When I asked her for an early drop off back to Windy Gyle, she said she’d work it out based on the slowest hiker staying with her from today’s walk. “I’m only doing one trip and I can work out how long the slowest hiker needs to get to Kirk Yetholm before dark.” No mathematical formulas here, just knowledge from watching crazy long-distance walkers walk the Pennine Way for many years. “Can’t see the appeal myself,” she delivers with zero emotion. And good luck to her. At 70+ I’d probably not fancy the steep boggy terrain either. I admire their efforts and am grateful for their help.

Day 15: Byrness to Trows Farm via Windy Gyle

Return to Byrness for 2nd night

22kms – 5-7 hours

This day is a classic. It is hard on the knees with so many ups and downs but relatively easy to navigate. Leaving Byrness can confuse you. The path runs straight up the hill with an unmarked scramble up the last section. Pick up the path and follow it until you reach the Byrness Hill cairn or, in my case, watch my sister’s progress far, far ahead of me. Even in poor visibility, most of this section has good way markings and orientation aids, such as slabs and the fence line that marks the border between England and Scotland.

More bogs today. I suspect our boots will go straight to the drying room on our return to Forest View Inn this afternoon. The military uses this area for extensive training exercises. Authorities tell us not to touch any strange, metal or bomb-shaped objects. Okey dokey! I can live with that warning.  

Cheviot Hills
Yearning Saddle Refuge Hut below Lamb Hill

Windy Gyle at 619m is where we leave the Pennine Way to reach Trows Farm and get a lift back to Forest View Inn. True to its name you can literally get blown off your feet here. At Russell’s Cairn take the 3.2km southerly path to Trows Farms, a walk of only an hour when descending.

Russell’s Cairn at Windy Gyle

Day 16: Byrness to Trows Farm

Resume from Windy Gyle to Kirk Yetholm

21kms – 7 hours

After another delightful home-cooked dinner and hearty breakfast, Mrs Taylor returns us to Trows Farm. I am not looking forward to the steep ascent. Despite my trail fitness I struggle today.

Route finding is good. Unlike other parts of the Pennine Way, no walls, hedges, or trees will obstruct your view. Only posts and wire fences exist. Today is marginally superior to yesterday for scenery and considerably less boggy. The Cheviot Hills are a range of massive, rounded, hulking hills laid out in receding layers to the edge of your vision and an emotional descent to Kirk Yetholm to mark the end of this magnificent long-distance hike.

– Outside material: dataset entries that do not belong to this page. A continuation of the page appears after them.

PR #2443, opened 2020-11-07
Make checkbox switch component background stand out in modals

### LINKED ISSUE #2119: Switch component background merges with Modal background
The switch background when not turned on is the same as the modal background, making it very hard to see.

image

nina-py:
**Fixes #2119**

As discussed in the linked issue, make checkbox switch background white in modals as otherwise the component is barely discernible. Once I looked at the actual styles used, I decided that a better option would be to use the `body-bg` variable instead of hardcoding white. 

UI changes.

**Screenshot**

- Disabled checkbox switch now has body background (white by default) within modals

switch-off-on-modal

- Still turns green when on

switch-on-on-modal

- Still has control background outside of modals when off

switch-elsewhere

**Confirmed**

### DIFF
--- a/less/common/Checkbox.less
+++ b/less/common/Checkbox.less
@@ -31,6 +31,10 @@
   background: @control-bg;
   .transition(background-color 0.2s);
 
+  .Modal-content & {
+    background: @body-bg;
+  }
+
   .on& {
     background: #58a400;
   }
--- a/less/common/Checkbox.less
+++ b/less/common/Checkbox.less
@@ -31,10 +31,6 @@
   background: @control-bg;
   .transition(background-color 0.2s);
 
-  .Modal-content & {
-    background: @body-bg;
-  }
-
   .on& {
     background: #58a400;
   }
--- a/less/common/Modal.less
+++ b/less/common/Modal.less
@@ -106,12 +106,8 @@
     }
   }
 
-  .Checkbox--switch .Checkbox-display {
+  .off.Checkbox--switch .Checkbox-display {
     background: @body-bg;
-  }
-
-  .on.Checkbox--switch .Checkbox-display {
-    background: #58a400;
   }
 }
 .Modal-footer {
--- a/less/common/Modal.less
+++ b/less/common/Modal.less
@@ -105,6 +105,14 @@
       text-align: left;
     }
   }
+
+  .Checkbox--switch .Checkbox-display {
+    background: @body-bg;
+  }
+
+  .on.Checkbox--switch .Checkbox-display {
+    background: #58a400;
+  }
 }
 .Modal-footer {
   border: 0;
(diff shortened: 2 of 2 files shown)


less/common/Checkbox.less
```diff
@@ -31,6 +31,10 @@
   background: @control-bg;
   .transition(background-color 0.2s);
 
+  .Modal-content & {
+    background: @body-bg;
+  }
+
```
SychO9, line 37: For consistency, this should be added to the Modal.less file.It should also be applied to `.Modal-body` since that's the only part with the `@control-bg` background.

SychO9 (changes requested):
Thank you!

less/common/Checkbox.less
nina-py: Thanks @SychO9, agree on both points. Have made the modifications - please have a look. Note that due to the way LESS appends or prepends parent selectors the added styles in Modal.less have a bit more verbose than essentially a one-liner in Checkbox.less.

less/common/Modal.less
```diff
@@ -105,6 +105,14 @@
       text-align: left;
     }
   }
+
+  .Checkbox--switch .Checkbox-display {
```
SychO9, line 109: I think if we use `.off.Checkbox--switch .Checkbox-display` here instead we could probably avoid having to declaring the block under it :smiley:

less/common/Checkbox.less
SychO9: Thank you, I think we might be able to use a one liner it we used the `off` class, can you please test if that's the case ?

less/common/Modal.less
nina-py: Yep, just gave it a go - it works, thanks for the suggestion!

SychO9 (approved):
Looks good to me!

KyrneDev:
I'm not a huge fan of the white on the switch since the actual switching part is white as well. What about `@muted-more-color` for the background?

nina-py:
@KyrneDev, here's what it looks like with `@muted-more-color` rather than white:

muted-more-colour

askvortsov1:
Oh I like that better! Good idea

nina-py:
Updated the PR with the new background - commit message looks weird because background variable names were in backticks and git ate them :).

SychO9:
Since the checkbox switch doesn't currently have a disabled state CSS style, that looks better indeed.

> commit message looks weird because background variable names were in backticks and git ate them :).

keeps happening to me lol

askvortsov1:
The last thing I'd like to see before approving: how does this look in dark mode?

nina-py:
@askvortsov1, the dark mode looks like this (see screenshot below). Great with the `muted-more-color`, it would have been essentially black-on-black with the body background color.

dark-mode-switch

askvortsov1 (approved):

askvortsov1:
Thank you!

PR #2449, opened 2020-11-11
Introduce RequestUtil

### LINKED ISSUE #869: Switch to a custom subclass of ServerRequest

askvortsov1:
Fixes #869 

Abstracts access to following request attributes:

- actor
- session
- locale
- route name

Are there any attributes on here that we're missing (or that we should exclude)? $actor is the biggest one that needs to be abstracted away IMO, do we even need the others?

### DIFF
--- a/src/Http/RequestUtil.php
+++ b/src/Http/RequestUtil.php
@@ -15,7 +15,8 @@ use Psr\Http\Message\ServerRequestInterface as Request;
 
 class RequestUtil
 {
-    public static function getActor(Request $request): User {
+    public static function getActor(Request $request): User
+    {
         return $request->getAttribute('actor');
     }
 
--- a/src/Http/RequestUtil.php
+++ b/src/Http/RequestUtil.php
@@ -1,0 +1,56 @@
+<?php
+
+/*
+ * This file is part of Flarum.
+ *
+ * For detailed copyright and license information, please view the
+ * LICENSE file that was distributed with this source code.
+ */
+
+namespace Flarum\Http;
+
+use Flarum\User\User;
+use Illuminate\Contracts\Session\Session;
+use Psr\Http\Message\ServerRequestInterface as Request;
+
+class RequestUtil
+{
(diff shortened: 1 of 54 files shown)


SychO9 (commented):
Aren't all methods supposed to be static ?

askvortsov1:
Yeah, also I haven't changed any of the usages in the code yet. Actually I should have put this in the issue as a comment (since I just want to confirm which attributes we want to provide an API for) not as a PR, not sure what I was thinking

src/Http/RequestUtil.php
```diff
@@ -0,0 +1,26 @@
...
+ */
+
+namespace Flarum\Http;
+
+use Flarum\User\User;
+use Psr\Http\Message\ServerRequestInterface as Request;
+
+class RequestUtil
+{
+    public static function getActor(Request $request): User
```
franzliedke, line 17: I have a branch lying around somewhere that basically does the same thing, but more along the lines of `Actor::fromRequest()`. I liked that a lot. Maybe you like the idea, too? 😄

franzliedke: Just saw more discussion in #2703 and related tickets. Have fun. 😀

askvortsov1: Actor is sensible too, but I prefer `RequestUtil` because:

- While getting it is clean, setting it results in clunky naming, as with the user method.
- If we need to encapsulate more stuff, we don't need to add more util classes / force people to import as much stuff. Perhaps separate classes is slightly better with respect to single responsibility, but I think encapsulating request data is still fairly granular. Better than adding it onto `User` anyhow :see_no_evil:

SychO9 (approved):

tankerkiller125 (approved):

PR #2451, opened 2020-11-12
ApiController Extender

SychO9:
**Part B of #1624**
**Part of #1891**

* Deprecate `WillGetData` Event.
* Deprecate `WillSerializeData` Event.
* Add extenders to replace both events above.

* I had to move all the methods in `WillGetData` to the `AbstractSerializeController`, the signature for those methods are somewhat incomplete, some could use proper type hinting while other could explicitly support mixed parameter types of `string|array` do we want to do that ?
* Do we want to add to the extender convenience methods, similar to the ones present in the `WillGetData` event for adding/removing includes ...etc ?

**Confirmed**

### DIFF
--- a/src/Api/Controller/AbstractSerializeController.php
+++ b/src/Api/Controller/AbstractSerializeController.php
@@ -117,7 +117,7 @@ abstract class AbstractSerializeController implements RequestHandlerInterface
         foreach (array_reverse(array_merge([static::class], class_parents($this))) as $class) {
             if (isset(static::$beforeSerializationCallbacks[$class])) {
                 foreach (static::$beforeSerializationCallbacks[$class] as $callback) {
-                    $data = array_merge($data, $callback($this, $data, $request, $document));
+                    $callback($this, $data, $request, $document);
                 }
             }
         }
--- a/src/Api/Controller/AbstractSerializeController.php
+++ b/src/Api/Controller/AbstractSerializeController.php
@@ -14,6 +14,7 @@ use Flarum\Api\Event\WillSerializeData;
 use Flarum\Api\JsonApiResponse;
 use Illuminate\Contracts\Container\Container;
 use Illuminate\Contracts\Events\Dispatcher;
+use Illuminate\Support\Arr;
 use Psr\Http\Message\ResponseInterface;
 use Psr\Http\Message\ServerRequestInterface;
 use Psr\Http\Server\RequestHandlerInterface;
@@ -83,18 +84,46 @@ abstract class AbstractSerializeController implements RequestHandlerInterface
     protected static $events;
 
     /**
+     * @var array
+     */
+    protected static $beforeDataCallbacks = [];
+
+    /**
+     * @var array
+     */
+    protected static $beforeSerializationCallbacks = [];
+
+    /**
      * {@inheritdoc}
      */
     public function handle(ServerRequestInterface $request): ResponseInterface
     {
         $document = new Document;
 
+        foreach (array_merge([static::class], class_parents($this)) as $class) {
+            if (isset(static::$beforeDataCallbacks[$class])) {
+                foreach (static::$beforeDataCallbacks as $callback) {
+                    $callback($this);
+                }
+            }
+        }
+
+        // Deprected in beta 15, removed in beta 16
         static::$events->dispatch(
             new WillGetData($this)
         );
 
         $data = $this->data($request, $document);
 
+        foreach (array_merge([static::class], class_parents($this)) as $class) {
+            if (isset(static::$beforeSerializationCallbacks[$class])) {
+                foreach (static::$beforeSerializationCallbacks as $callback) {
+                    $data = array_merge($data, $callback($this, $data, $request, $document));
+                }
+            }
+        }
+
+        // Deprecated in beta 15, removed in beta 16
         static::$events->dispatch(
             new WillSerializeData($this, $data, $request, $document)
         );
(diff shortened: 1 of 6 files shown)


src/Api/Controller/AbstractSerializeController.php
```diff
@@ -197,6 +226,106 @@ protected function buildParameters(ServerRequestInterface $request)
         return new Parameters($request->getQueryParams());
     }
 
+    /**
+     * Set the serializer that will serialize data for the endpoint.
+     *
+     * @param string $serializer
+     */
+    public function setSerializer($serializer)
```
askvortsov1, line 234: Perhaps all of these convenience methods should be added as extender methods, with an additional parameter being a callback that is evaluated to check whether the extension in question should be applied?

askvortsov1 (changes requested):

src/Api/Controller/AbstractSerializeController.php
SychO9: Callback would have to be optional I believe
```php
->setSerializer($serializerClass, $optionalCallback)
->addInclude('relation' | [...relations], $optionalCallback)
->removeInclude('relation' | [...relations], $optionalCallback)
->addOptionalInclude('relation' | [...relations], $optionalCallback)
...
```

askvortsov1: What is `'relation' | [...relations]` here? Wouldn't it just be one (string) value like it is in the current event signatures?

Other than that, this makes sense! I think we should also have a `mutate` method here, and package all these up under that, like with ApiSerializer.

SychO9: well, the signature is inconsistent, for instance, addInclude in the event allows either a string or an array of strings, while addOptionalInclude allows only a string, I would rather make them consistent and have them both allow `string|array`, in the controller and the extender.

> Other than that, this makes sense! I think we should also have a mutate method here, and package all these up under that, like with ApiSerializer.

mutate ? we have prepareDataQuery and prepareDataForSerialization, so I'm not sure where `mutate` would come in here?

askvortsov1: > well, the signature is inconsistent, for instance, addInclude in the event allows either a string or an array of strings, while addOptionalInclude allows only a string, I would rather make them consistent and have them both allow `string|array`, in the controller and the extender.

Ah got it, makes sense to me.

> mutate ? we have prepareDataQuery and prepareDataForSerialization, so I'm not sure where `mutate` would come in here?

Sorry I meant the general idea of a callback that's applied, it's covered by those.

SychO9:
Btw, the methods `removeInclude` `removeOptionalInclude` and `removeSortField` which were ported from the WillGetData event, I'm pretty sure they never actually worked, so I changed the code behind them (only the ones imported, the old ones I didn't).

`Arr::forget` removes items using their keys, but in this context we do not use keys, only values.

src/Api/Controller/AbstractSerializeController.php
```diff
@@ -197,6 +225,106 @@ protected function buildParameters(ServerRequestInterface $request)
...
+    }
+
+    /**
+     * Don't include the given relationship by default.
+     *
+     * @param string|array $name
+     */
+    public function removeInclude($name)
+    {
+        $this->include = array_diff($this->include, (array) $name);
```
askvortsov1, line 255: Wouldn't this (and `removeOptionalInclude` only remove includes that have been added in this extender, not includes that were present beforehand?

askvortsov1 (changes requested):

src/Api/Controller/AbstractSerializeController.php
```diff
@@ -197,6 +225,106 @@ protected function buildParameters(ServerRequestInterface $request)
         return new Parameters($request->getQueryParams());
     }
 
+    /**
+     * Set the serializer that will serialize data for the endpoint.
+     *
+     * @param string $serializer
+     */
+    public function setSerializer(string $serializer)
```
askvortsov1, line 233: Maybe we should add @internal to all these?

tests/integration/extenders/ApiControllerTest.php
```diff
@@ -0,0 +1,582 @@
...
+                'authenticatedAs' => 1,
+            ])->withQueryParams([
+                'sort' => 'userId',
+            ])
+        );
+
+        $payload = json_decode($response->getBody(), true);
+
+        $this->assertEquals(200, $response->getStatusCode());
+        $this->assertEquals(3, $payload['data'][0]['id']);
```
askvortsov1, line 468: Hmm can we pluck IDs and compare all IDs here? 

$this->assertEquals(EXPECTED_ORDER, Arr::pluck($payload['data'], 'id'));

tests/integration/extenders/ApiControllerTest.php
```diff
@@ -0,0 +1,582 @@
...
+        $response = $this->send(
+            $this->request('GET', '/api/discussions', [
+                'authenticatedAs' => 1,
+            ])
+        );
+
+        $payload = json_decode($response->getBody(), true);
+
+        $this->assertEquals(200, $response->getStatusCode());
+        $this->assertEquals(2, $payload['data'][0]['id']);
```
askvortsov1, line 534: Same here

askvortsov1 (changes requested):
Looking great! A few minor comments

src/Api/Controller/AbstractSerializeController.php
SychO9: I'm thinking there might be cases where these methods are directly used inside a callback passed to the extender's `prepareDataQuery`, not sure though

askvortsov1: Hmm fair point, someone might want to add variable imports.

askvortsov1 (approved):

SychO9 (commented):
Alright there's an issue I found while updating the bundled extensions to use this extender.

I passed an invokable class to `prepareDataForSerialization` (to replace the event listener) and the problem is that the class cannot receive the `$data` array by reference (which throws a php warning). 

That's because when it comes to invokable classes, they're not directly called, it's the callback that returns the invokable which is called. (ContainerUtil::wrapCallback).

I think we can work around this if we receive the function arguments by reference when wrapping the invokable class object.

I'll make a separate pull request for that.

askvortsov1:
Dumb question, but aren't all arrays received by reference on account of them being mutable objects? I thought PHPs pass by reference was only needed for primitives and strings

askvortsov1:
> Arrays are not considered objects, so just like primitives they are always passed by value and you have to explicitly specify that you would like to receive them by reference to modify them, otherwise you're just modifying a copy.

PHP why must you be like this :grimacing: 


> I passed an invokable class to `prepareDataForSerialization` (to replace the event listener) and the problem is that the class cannot receive the `$data` array by reference (which throws a php warning).

Alright, good catch! Could we add some tests that will ensure that this will work once we fix this in `ContainerUtil`?

SychO9:
> Alright, good catch! Could we add some tests that will ensure that this will work once we fix this in ContainerUtil?

Good idea!

> PHP why must you be like this :grimacing:

<details><summary>CLICK ME</summary>
<p>

www google com_search_q=why+can%27t+you+be+normal+meme+%22php%22 tbm=isch ved=2ahUKEwjSosH1jrXtAhWS7-AKHYRoBDsQ2-cCegQIABAA

</p>

SychO9:
One of the tests naturally fails, until #2485 is merged.

askvortsov1 (approved):

tankerkiller125 (approved):

PR #2452, opened 2020-11-12
Add Settings Extender

SychO9:
**Part of #1891**

Add an extender to expose settings to the frontend through the ForumSerializer.

Naming:
* Class: Settings ? Setting ?
* method: modifier ?

**Confirmed**


src/Extend/Settings.php
```diff
@@ -0,0 +1,92 @@
...
+    }
+
+    /**
+     * Set a default value for a setting selected for serialization.
+     *
+     * @param string $key
+     * @param $value
+     * @return $this
+     */
+    public function default(string $key, $value)
```
askvortsov1, line 46: For defaults, I feel like we should somehow modify `DatabaseSettingsRepository` or `MemoryCacheSettingsRepository`, instead of just configuring settings for serialization. Perhaps we could create a `DefaultSettingsManager` class (which could be injected into the settings repos) or even a class wrapping `MemoryCacheSettingsRepository`? That also begs the question: if a setting isn't found in the database and there's an extender-provided default but the user provides a default value in `get`, which should be used? I lean towards treating the extender-provided default as the actual value if there's no actual value regardless of what the user provides.

askvortsov1 (changes requested):

src/Extend/Settings.php
```diff
@@ -0,0 +1,92 @@
...
+    }
+
+    /**
+     * Modify a setting's value.
+     *
+     * @param string $key
+     * @param $callback
+     * @return $this
+     */
+    public function modifier(string $key, $callback)
```
askvortsov1, line 60: What's the use case for this?

askvortsov1 (changes requested):

src/Extend/Settings.php
SychO9: I like that, I was thinking that this would be somewhat misleading if all it does is fallback to a default value when serializing only.

a manager class to inject should be fine, not sure about the naming depending about what we decide in the below comment.

> That also begs the question: if a setting isn't found in the database and there's an extender-provided default but the user provides a default value in get, which should be used?

Logically, it should be
-> database value
-> default value provided in the extender
-> default value provided as a parameter

src/Extend/Settings.php
SychO9: There are some extensions that modify the value, for instance json decode it or cast it to a specific type. If we don't provide a way to do that, they'll just end up directly using the ApiSerializer extender and manually add them as attributes.

Would we want to also have this not only done while serializing, but in the repository level ? including it in the manager class we're talking about in the above comment. It does sound like a good idea to me.

askvortsov1: I'm still unsure about this one. For general purpose usage, I think providing this layer could be overengineering settings, at least right now. For serialization, the most I'd do is a optional callback that takes the setting as a third argument to `serializeToForum`, which, if provided, could perform some simple modification like you mentioned

SychO9: Alright let's keep it simple then

src/Extend/Settings.php
```diff
@@ -0,0 +1,87 @@
...
+                ForumSerializer::class,
+                function () use ($container) {
+                    $settings = $container->make(SettingsRepositoryInterface::class);
+                    $attributes = [];
+
+                    foreach ($this->settings as $key => $setting) {
+                        $value = $settings->get($key, null);
+
+                        if (isset($setting['callback'])) {
+                            $setting['callback'] = ContainerUtil::wrapCallback($setting['callback'], $container);
```
askvortsov1, line 75: Could we set this to a new `$callback` variable? I think it's a tiny bit cleaner that way

tests/integration/extenders/SettingsTest.php
```diff
@@ -0,0 +1,226 @@
...
+                ['key' => 'custom-prefix.custom_setting', 'value' => 'customValue'],
+                ['key' => 'custom-prefix.custom_setting2', 'value' => 'customValue']
+            ]
+        ]);
+    }
+
+    /**
+     * @test
+     */
+    public function custom_setting_doesnt_exist_by_default()
```
askvortsov1, line 37: Maybe "isn't serialized" instead of "doesnt exist"?

askvortsov1 (changes requested):
A few more nitpicks, but other than that, I really like this one!

askvortsov1 (approved):

tankerkiller125 (approved):

askvortsov1 (changes requested):
So I've been thinking more about this, and I'm no longer as sure as I was before. Sorry for the confusion and back-and-forth. The thing is, we already have a default settings mechanism: adding those values to the DB via a migration, which feels a bit faster. This new mechanism is more convenient, and makes sense, but I'd like to have a little bit more discussion, if only for the sake of devil's advocacy, before we implement it. How would you feel about splitting the default settings portion of this out into another PR (so this one only adds serialization), and revisiting the default part for beta 16?

SychO9:
:facepalm: I completely forgot about migrations. Also while updating all bundled extensions I didn't use the `default` method, precisely because the values were added through migrations.

> How would you feel about splitting the default settings portion of this out into another PR (so this one only adds serialization)

I don't even think we need to consider it at all unless we really feel the need to do something like this in the future.

The question is, are we fine with having the whole settings extender class with just the `serializeToForum` method ? (as far as I'm concerned, it's best this way than having a method in the ApiSerializer class. It's more verbose and clear as to what it is doing).

> Sorry for the confusion and back-and-forth

Never be sorry when it comes to what's best for the project :D, I can dance.

askvortsov1:
> The question is, are we fine with having the whole settings extender class with just the `serializeToForum` method ? (as far as I'm concerned, it's best this way than having a method in the ApiSerializer class. It's more verbose and clear as to what it is doing).

Yeah I think that's good, seeing as we really only want to serialize them to one serializer. If different use cases emerge, we can always reconsider later, but for now I think this is a good solution.

askvortsov1 (approved):

PR #2453, opened 2020-11-13
WIP: Split Search Filter and Search

askvortsov1:
**Start of flarum/issue-archive#286**

- Split search and filter into separate endpoints
- Add a "filterer" that applies filters and filter mutations

TODO:
- Add filter equivalent of default search gambits
- Convert bundled extensions to use this system
- Clean up code / improve abstractions
- Convert ListPostsController to use this system (in a separate PR)

- If we register things both as filters and as gambits for SimpleFlarumSearch, we're gonna have a lot of duplicated code. That being said, I'm not sure if there's anything we can do here if we want to truly separate the two
- For simplicity and to reduce diff size, I omitted some of the abstractions present in the old search system for filtering (SearchCriteria, etc). I also reused some SimpleFlarumSearch utils / components, like SearchResults, ApplySearchParametersTrait, AbstractSearch. What do we want to do about this? IMO simpler is better, especially seeing that custom filtration drivers aren't going to be a thing, so unnecessary abstraction is unnecessary. Did I cut out too much? Also, I want to eventually move the shared stuff into a Query namespace, but didn't do so here to minimize diff.

What if we used one endpoint, and searched vs filtered based on the presence of the `q` parameter? And what if SimpleFlarumSearch internally used filtration as its gambits (and all gambits were applied as key-values on the `filter` param instead of as part of the `q` string?

### DIFF
--- a/js/src/common/Store.js
+++ b/js/src/common/Store.js
@@ -83,7 +83,7 @@ export default class Store {
    */
   find(type, id, query = {}, options = {}) {
     let params = query;
-    let url = app.forum.attribute('apiUrl') + '/' + type;
+    let url = app.forum.attribute('apiUrl') + (query.search ? '/search/' : '/') + type;
 
     if (id instanceof Array) {
       url += '?filter[id]=' + id.join(',');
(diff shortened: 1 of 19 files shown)


askvortsov1:
Superceded by https://github.com/flarum/core/pull/2454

With good visibility, we choose the High Route, a more roller coaster walk including White Law Summit. if you have had enough, the Low Route, 30 minutes shorter, is easier.

Auchope Mountain Refuge Hut our lunch stop out of the biting wind
Descending into Kirk Yetholm, Scotland
Neil and I raise over $20,000 for MS Research Australia

Our Wainwright’s free beer, courtesy of the Border Hotel, awaits us if we can prove we walked the whole Pennine Way. Most publicans reckon they can tell if you are lying or not.

What a wonderful journey. The difficult terrain and remoteness sprinkled with majestic scenery, history, excellent food, and a comfy bed each night made for a treasured walking experience. It was nice to do it with family, even if I did not see much of them.

This Post Has 2 Comments

  1. Yvonne

    Great scenery and story Katrina! Well done hiking all that way. That boot room, with all that wet muddy leather, must smell interesting. Maybe I need to take my motorcycle to visit the highest inn?

    1. Katrina

      Yvonne. That boot room was not at the highest pub. They had enough trouble keeping the inn running but it was situated right at the top of sweeping and windy moorland. The boot room, which we were prohibited from entering, was the pride and joy of Mr Taylor from Forest View Inn in Byrness which is very close to the Scottish border at Kirk Yetholm. We couldn’t have completed the Pennine Way without this wonderful couple’s assistance. Won’t ever pass up an opportunity for someone to clean and dry my boots.